Littérature numérique et performance

Publié le par Alexandre Gefen (Source : Gilles Bonnet)

Colloque

Littérature numérique & performance

27-28 mai 2015

Université Lyon 3-Villa Gillet

 

Responsables scientifiques :

 

Gilles Bonnet (MARGE/ Université Jean Moulin-Lyon 3)

Serge Bouchardon (COSTECH/Université de Technologie de Compiègne)

Lucile Haute (EnsadLab / École nationale supérieure des Arts Décoratifs)

Alexandra Saemmer (CEMTI / Université Paris 8)

 

 

La performance se définit a minima par l’inscription d’une présence hic et nunc. Or, une modalité essentielle de lecture de l’œuvre numérique, plus spatiale que temporelle, révèle l’importance, dans l’affichage du contenu textuel, de cette actualisation. La poésie numérique « animée » ou « cinétique » renoue ainsi avec l’héritage de la poésie concrète comme tension vers la performance[1], et nécessite ce que l’on a pu appeler une « lecture locale dans le temps », où je perçois, comme par de mentales captures d’écran, non l’ensemble du texte, mais chacune de ses apparitions. L’exemple le plus radical en est probablement la génération du poème de Julien d’Abrigeon, « Proposition de voyage temporel dans l’infinité d’un instant », exclusivement constitué de la date et de l’heure de la consultation du site Web par l’internaute[2]. Par là, le texte poétique numérique retrouve les modalités propres à l’oral, dont le message, rappelle Paul Zumthor, est compréhensible, non comme un tout, comme le fait un texte écrit, mais bien « au fur et à mesure de son déroulement, de manière progressive et concrète »[3]. La perception du « transitoire observable » (Philippe Bootz) constitue d’ailleurs l’enjeu essentiel de nombreuses œuvres numériques (Tramway, d’Alexandra Saemmer) qui appartiennent pleinement, jusqu’à en faire même leur sujet, à une esthétique du flux. La lecture isochrone exigée assimile l’expérience de la lecture à celle d’une performance artistique, d’autant que dans bien des œuvres numériques, le texte se fait happening, au sens où il se construit (et se détruit) sous nos yeux, mettant en valeur davantage le faire que le produit[4].

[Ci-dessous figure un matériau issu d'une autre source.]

Issue #143, opened 2020-01-17
Add security integration tests for REST API (role access checks)


de-jcup:
## Situation
Some REST API parts are already tested by integration tests to be only accessible by dedicated role.
But not all.

## Solution
There should be a simple test for an existing scenario (e.g. scenario3 where users have acess to project) where just url calls are checked. 

urlsAccessibleAnonymous - must not be checked
urlsAccessibleByAdmins - must be checked that valid user has no access, and also no role owner
urlsAccessibleByOwner - must be checked that validUser having access to project is still not able to access this url

Just simple test that a rest call to a url denies the access.

### Idea
Maybe this could be solved generic - We use already Reflections library to check all REST parts are documented. In same way we could create a list of URLs for every documented part. Most parts are directly identifiable by URL name pattern, but some could need a special treatment.

This would automatically test access security for every new (and well documented) REST API part.

PR #401, opened 2020-10-12
#143: testing all routes for sufficient assigned roles

4w31ss3:
Closes https://github.com/Daimler/sechub/issues/143

---

### DIFF
--- a/sechub-test/src/test/java/com/daimler/sechub/test/RoutesTest.java
+++ b/sechub-test/src/test/java/com/daimler/sechub/test/RoutesTest.java
@@ -1,0 +1,174 @@
+package com.daimler.sechub.test;
+
+import java.lang.reflect.Method;
+import java.util.ArrayList;
+import java.util.Arrays;
+import java.util.HashMap;
+import java.util.List;
+import java.util.Map;
+import java.util.Map.Entry;
+import java.util.Set;
+import java.util.stream.Collectors;
+import javax.annotation.security.RolesAllowed;
+
+import org.junit.Before;
+import org.junit.Test;
+import org.springframework.beans.factory.config.BeanDefinition;
+import org.springframework.context.annotation.ClassPathScanningCandidateComponentProvider;
+import org.springframework.core.annotation.AnnotationUtils;
+import org.springframework.core.type.filter.AnnotationTypeFilter;
+import org.springframework.web.bind.annotation.RequestMapping;
+import org.springframework.web.bind.annotation.RestController;
+
+import com.daimler.sechub.sharedkernel.RoleConstants;
+
+import static org.junit.Assert.*;
+
+@SuppressWarnings("rawtypes")
+public class RoutesTest {
+	
+	private Map<Class, Map<String, ArrayList<String>>> classRoutesRolesMap = new HashMap<Class, Map<String, ArrayList<String>>>();
+	
+	@Before
+	public void before() {
+		List<Class> allClasses = getAllClassesForAnnotationType(RestController.class);
+		
+		for (Class clazz : allClasses) {
+			getClassUserRolePaths(clazz);
+		}		
+	}
+	
+	@Test
+	public void routes_assigned_to_right_roles() {
+			
+		for (Entry<Class, Map<String, ArrayList<String>>> entry : classRoutesRolesMap.entrySet()) {
+			
+			String clazzName = entry.getKey().getName();
+			Map<String, ArrayList<String>> routesEntries = entry.getValue();
+			
+			for (Entry<String, ArrayList<String>> routesEntry : routesEntries.entrySet()) {
+				String route = routesEntry.getKey();
+				String[] roles = routesEntry.getValue().toArray(new String[routesEntry.getValue().size()]);
+				
+				if (!(route.contains("anonymous") || route.contains("actuator"))) {
+					assertTrue(clazzName + " with route " + route + " should contain roles.", roles.length > 0);
+				}
+				
+				if (route.contains("anonymous") || route.contains("actuator")) {
+					assertTrue(clazzName + " with route " + route + " should not contain roles.", roles.length == 0);
+				}
+				
+				if (route.contains("/api/admin")) {
+					assertTrue(clazzName + " with route " + route + " should only contain one role, ROLE_SUPERADMIN.", roles.length == 1);
+					assertTrue(clazzName + " with route " + route + " should contain ROLE_SUPERADMIN.", Arrays.asList(roles).contains(RoleConstants.ROLE_SUPERADMIN));
+				}
+				
+				if (route.contains("/api/project") || route.contains("/api/job")) {
+					assertTrue(clazzName + " with route " + route + " should contain ROLE_USER.", Arrays.asList(roles).contains(RoleConstants.ROLE_USER));
+					assertTrue(clazzName + " with route " + route + " should contain ROLE_SUPERADMIN.", Arrays.asList(roles).contains(RoleConstants.ROLE_SUPERADMIN));
+				}
+			}	
+		}
+	}
+	
+	private List<Class> getAllClassesForAnnotationType(Class clazz) {
+		ClassPathScanningCandidateComponentProvider scanner = new ClassPathScanningCandidateComponentProvider(false);
+		scanner.addIncludeFilter(new AnnotationTypeFilter(clazz));
+		
+		Set<BeanDefinition> allRestControllerBeans = scanner.findCandidateComponents("com.daimler.sechub");
+		
+		return allRestControllerBeans.stream()
+				.map( bean -> {
+					try {
+						return Class.forName(bean.getBeanClassName());
+					} catch (Exception e) {
+						e.printStackTrace();
+					}
+					return null;
+				})
+				.collect(Collectors.toList());
+	}
+	
+	private void getClassUserRolePaths(Class clazz) {
+		RequestMapping classMappings = AnnotationUtils.findAnnotation(clazz, RequestMapping.class);
+		
+		ArrayList<String> userRoles = new ArrayList<String>();
+		List<String> resultPaths = new ArrayList<String>();
+		
+		String basePath = "";
+		
+		if (classMappings != null) {
+			String[] paths = classMappings.path();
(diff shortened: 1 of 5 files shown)


sechub-test/src/test/java/com/daimler/sechub/test/RoutesTest.java
```diff
@@ -0,0 +1,174 @@
...
+	
+	@Test
+	public void routes_assigned_to_right_roles() {
+			
+		for (Entry<Class, Map<String, ArrayList<String>>> entry : classRoutesRolesMap.entrySet()) {
+			
+			String clazzName = entry.getKey().getName();
+			Map<String, ArrayList<String>> routesEntries = entry.getValue();
+			
+			for (Entry<String, ArrayList<String>> routesEntry : routesEntries.entrySet()) {
```
de-jcup, line 49: I know, checkstyle does prefer entries when it comes to sets.

But I am more a "fan" of 
```
for (String route: routesEntries.keySet()){
  ...
}
```
Reason: readability - maybe entries are some nanos faster, but the readability is much better

sechub-test/src/test/java/com/daimler/sechub/test/RoutesTest.java
```diff
@@ -0,0 +1,174 @@
...
+				String route = routesEntry.getKey();
+				String[] roles = routesEntry.getValue().toArray(new String[routesEntry.getValue().size()]);
+				
+				if (!(route.contains("anonymous") || route.contains("actuator"))) {
```
de-jcup, line 53: What about "/anonymous/" and "/actuator/" ?

If there is anybody designing a rest part containing those words in another context... yes I know a little bit fictional, but we should be aware

sechub-test/src/test/java/com/daimler/sechub/test/RoutesTest.java
```diff
@@ -0,0 +1,174 @@
...
+					assertTrue(clazzName + " with route " + route + " should contain roles.", roles.length > 0);
+				}
+				
+				if (route.contains("anonymous") || route.contains("actuator")) {
```
de-jcup, line 57: same as above

sechub-test/src/test/java/com/daimler/sechub/test/RoutesTest.java
```diff
@@ -0,0 +1,174 @@
...
+					assertTrue(clazzName + " with route " + route + " should not contain roles.", roles.length == 0);
+				}
+				
+				if (route.contains("/api/admin")) {
+					assertTrue(clazzName + " with route " + route + " should only contain one role, ROLE_SUPERADMIN.", roles.length == 1);
+					assertTrue(clazzName + " with route " + route + " should contain ROLE_SUPERADMIN.", Arrays.asList(roles).contains(RoleConstants.ROLE_SUPERADMIN));
+				}
+				
+				if (route.contains("/api/project") || route.contains("/api/job")) {
```
de-jcup, line 66: I would like  an else if construct here

- if is anonymous: check role defined as anonymous (I think the actuator check is only relevant for future, when provinding own actuators by REST methods, but I appreciate this)
- if integration test : just ignore
- else if admin route, check only admin
- else check at least role user must be set

So this will also check future api parts that at least user access must be defined

Also: an administrator has always user role inside - so I would just check for ROLE_USER in logic in last else part

sechub-test/src/test/java/com/daimler/sechub/test/RoutesTest.java
```diff
@@ -0,0 +1,174 @@
...
+		scanner.addIncludeFilter(new AnnotationTypeFilter(clazz));
+		
+		Set<BeanDefinition> allRestControllerBeans = scanner.findCandidateComponents("com.daimler.sechub");
+		
+		return allRestControllerBeans.stream()
+				.map( bean -> {
+					try {
+						return Class.forName(bean.getBeanClassName());
+					} catch (Exception e) {
+						e.printStackTrace();
```
de-jcup, line 85: Please use slf4j log instead e.printStacktrace

sechub-test/src/test/java/com/daimler/sechub/test/RoutesTest.java
```diff
@@ -0,0 +1,174 @@
...
+					}
+					return null;
```
de-jcup, line 87: I am not sure if it is okay to just return null - this would lead to null entries inside list result.
hmm.. I would appreciate a runtime exception here - maybe illegal state.

sechub-test/src/test/java/com/daimler/sechub/test/RoutesTest.java
```diff
@@ -0,0 +1,174 @@
...
+import org.springframework.web.bind.annotation.RestController;
+
+import com.daimler.sechub.sharedkernel.RoleConstants;
+
+import static org.junit.Assert.*;
+
+@SuppressWarnings("rawtypes")
+public class RoutesTest {
+	
+	private Map<Class, Map<String, ArrayList<String>>> classRoutesRolesMap = new HashMap<Class, Map<String, ArrayList<String>>>();
```
de-jcup, line 30: Please use Java8 style  instead:
```java
private Map<Class, Map<String, ArrayList<String>>> classRoutesRolesMap = new HashMap<>());
```

sechub-test/src/test/java/com/daimler/sechub/test/RoutesTest.java
```diff
@@ -0,0 +1,174 @@
...
+					}
+					return null;
+				})
+				.collect(Collectors.toList());
+	}
+	
+	private void getClassUserRolePaths(Class clazz) {
+		RequestMapping classMappings = AnnotationUtils.findAnnotation(clazz, RequestMapping.class);
+		
+		ArrayList<String> userRoles = new ArrayList<String>();
```
de-jcup, line 95: Please use List at the left side instead ArrayList

sechub-test/src/test/java/com/daimler/sechub/test/RoutesTest.java
```diff
@@ -0,0 +1,174 @@
...
+		List<String> resultPaths = new ArrayList<String>();
+		
+		String basePath = "";
+		
+		if (classMappings != null) {
```
de-jcup, line 100: I am a fan of "guard closes"  and dedicated methods.

So I would prefer to have two additional methods:

```java
private void getClassUserRolePathsFromClassMappings(/*... necessary params*/)
         RequestMapping classMappings = AnnotationUtils.findAnnotation(clazz, RequestMapping.class);
            if (classMappings == null) {
                  return
            }
            // impl...
}


private void getClassUserRolePathsFromMethods(Class<?> clazz /*, ... necessary params*/)
           Method[] methods = clazz.getMethods();
            if (methods == null) {
                  return
            }
            // impl...
}
```

sechub-test/src/test/java/com/daimler/sechub/test/RoutesTest.java
```diff
@@ -0,0 +1,174 @@
...
+		}
+		
+		Method[] methods = clazz.getMethods();
+		
+		for (Method method : methods) {
+			RequestMapping methodMapping = AnnotationUtils.findAnnotation(method, RequestMapping.class);
+			if (methodMapping != null) {
+				String[] paths = methodMapping.path();
+				if (paths != null) {
+					for (String path : paths) {
```
de-jcup, line 128: when using a 
```java
if (path == null){
   continue;
}
```
you would reduce indention level and it increase readaility.

sechub-test/src/test/java/com/daimler/sechub/test/RoutesTest.java
```diff
@@ -0,0 +1,174 @@
...
+						
+						String fullPath = basePath + path;
+						
+						resultPaths.add(basePath + path);
+						
+						String[] methodRoles = getRoles(method);
+						
+						if (classRoutesRolesMap.get(clazz) == null) {
```
de-jcup, line 136: With Java 8 you got a map.computIfAbsent method - maybe more readable when using this instead.

de-jcup (changes requested):

sechub-test/src/test/java/com/daimler/sechub/test/RoutesTest.java
4w31ss3: done

sechub-test/src/test/java/com/daimler/sechub/test/RoutesTest.java
4w31ss3: done

sechub-test/src/test/java/com/daimler/sechub/test/RoutesTest.java
4w31ss3: done

sechub-test/src/test/java/com/daimler/sechub/test/RoutesTest.java
4w31ss3: done

sechub-test/src/test/java/com/daimler/sechub/test/RoutesTest.java
4w31ss3: done

sechub-test/src/test/java/com/daimler/sechub/test/RoutesTest.java
4w31ss3: done

sechub-test/src/test/java/com/daimler/sechub/test/RoutesTest.java
4w31ss3: I thought about splitting this into separate methods too, but I believe, it would introduce a lot of complexity because the second "method"-Iterations need locally shared variables (see userRoles, resultPaths and basePath at top of getClassUserRolePaths).

Also the right "chaining" of iterations over classMappings and MethodsMappings couldn't be granted when splitting them up into separate methods.

de-jcup:

---

de-jcup (approved):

L’interactivité elle-même, au cœur de cette culture numérique, peut être mise en relation avec les pratiques performancielles comme les happenings, qui font appel à une participation massive du public. L’œuvre numérique génère un texte non seulement à lire, mais à manipuler, dans une pratique que l’on qualifie généralement d’ergodique[5], pour indiquer le travail qu’elle exige ? Quelles spécificités de lecture le passage du roman à l’œuvre numérique (songeons à l’adaptation de Moderato Cantabile de Marguerite Duras sous le titre de Bientôt l’été[6]) induit-il ? L’hypertexte entretient d’étroits rapports avec le texte didascalique, en cela qu’il contient une injonction implicite à destination du lecteur (« cliquez ») : on n’est pas loin de ce qu’Anne Ubersfeld identifiait comme le sous-texte de la didascalie, en proposant d’entendre derrière toute mention du type « une chaise », l’énoncé « mettez une chaise ». Cliquer s’apparenterait alors à l’actualisation d’un texte qui, de fait, basculerait dans le lot de ces « arts à deux temps » définis par Nelson Goodman. Le lien hypertexte n’est-il pas de la sorte déposé dans le texte littéraire numérique comme en attente d’actualisation nourrissant « le fantasme d’une participation directe [du lecteur] à l’œuvre »[7]? Il nie en effet implicitement le caractère différé de la communication écrite, pour proposer à son lecteur, s’il clique, un effet d’immédiateté, ou pour reprendre les termes de Zumthor, une « fiction d’immédiateté » propre à la performance. Dès lors, en quoi les appréhensions de la théâtralité peuvent-elles permettre, après les travaux fondateurs de Brenda Laurel[8], de saisir des modes d’actualisation propres au texte numérique ?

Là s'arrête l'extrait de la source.